Side note: I was gifted a copy of Professional C++ by Gregoire a few months
ago so if anyone reading this has read the 4th edition it would be nice to
know if this is a good book to get myself up to speed again or if I should
look elsewhere :)

------
filereaper
Once you've become familiar with the basics of the language, I highly
recommend taking a look at C++ Core Guidelines

[https://github.com/isocpp/CppCoreGuidelines](https://github.com/isocpp/CppCoreGuidelines)

------
timClicks
Wow, well done! Will pick this up once Rust in Action is finished.

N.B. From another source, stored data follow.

PR #130, opened 2019-04-02
(Aerogear 8913) - Rest API changes to allow GET and POST App 

camilamacedo86:
## Motivation
https://issues.jboss.org/browse/AEROGEAR-8913

## What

"It took twice as long to write half of what I proposed. I began writing a
projects-based C++ book with a short introduction to the language." Well done
for pushing through. It's really easy to become totally discouraged.

------
ausjke
is this out? No Starch still shows "early access" and "be ready in September",
amazon showed it will be released on September 10, 2019. The TOC looks good to
me. I hope it has a sample chapter.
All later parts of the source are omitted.